■ Dataset entries
PR #2702, opened 2022-08-29
fix(account-lib): added validate address function to sdk-coin-ada

margueriteblair:
Ticket: BG-56066

### DIFF
--- a/modules/sdk-coin-ada/src/ada.ts
+++ b/modules/sdk-coin-ada/src/ada.ts
@@ -5,6 +5,7 @@ import {
   BaseCoin,
   BaseTransaction,
   BitGoBase,
+  InvalidAddressError,
   KeyPair,
   MPCAlgorithm,
   ParsedTransaction,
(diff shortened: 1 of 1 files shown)


ewangbitgo (approved):

byhow (approved):

modules/sdk-coin-ada/src/ada.ts
```diff
@@ -105,7 +106,11 @@ export class Ada extends BaseCoin {
   }
 
   isWalletAddress(params: VerifyAddressOptions): boolean {
-    throw new Error('Method not implemented.');
+    const { address } = params;
+    if (!this.isValidAddress(address)) {
+      throw new InvalidAddressError(`Invalid Cardano Address: ${address}`);
+    }
+    return true;
```
Phani024, line 113: Shouldn't we also be checking if this address belongs to a wallet?

margueriteblair: Good question! @ewangbitgo can you confirm this? When I looked at other coins, this method was either not implemented, or just checked if it was a valid address.

PR #2704, opened 2022-08-29
build: update lerna to latest and add schema

byhow:
Lerna schema was introduced post 5.2: https://github.com/lerna/lerna/releases/tag/v5.2.0,
and some refactor work was being done on `git` commands.

To reproduce the change in `lerna.json` and `package.json`, run:
```
> npx lerna@latest init
```
Reference here: https://lerna.js.org/docs/getting-started#adding-lerna

Ticket: BG-56327

### DIFF
--- a/lerna.json
+++ b/lerna.json
@@ -6,5 +6,7 @@
     "version": {
       "message": "chore(release): publish modules"
     }
-  }
+  },
+  "$schema": "node_modules/lerna/schemas/lerna-schema.json",
+  "useNx": false
 }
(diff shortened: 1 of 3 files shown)


byhow:
Tested it on https://github.com/BitGo/BitGoJS/compare/rel/rc...rel/rc-updated-lerna and it seems to fix my concurrent `git tag -S` with lerna

mmcshinsky-bitgo (approved):

PR #2565, opened 2022-07-22
chore(statics): update Sol coin name to Solana BG-52979

michael-gallegos-bg:
Update "Sol" and "Testnet Sol" in statics to be the full names "Solana" and "Testnet Solana"

Ticket: https://bitgoinc.atlassian.net/browse/BG-52979

PR #2712, opened 2022-08-30
fix(statics): update ADA fullname

ewangbitgo:
Ticket: BG-56343


byhow (changes requested):
Name change needs to be breaking change: see #2565

byhow (approved):

PR #2714, opened 2022-08-31
fix(sdk-core): fix the signatures of lnurl pay methods

sj3014:
Ticket: BG-55259


sangaman (approved):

■ THE PROBLEM
An exact copy is needed of the lines from the one containing "fix(sdk-core): fix the" through the end of the records.

■ ANSWER AREA
fix(sdk-core): fix the signatures of lnurl pay methods

sj3014:
Ticket: BG-55259


sangaman (approved):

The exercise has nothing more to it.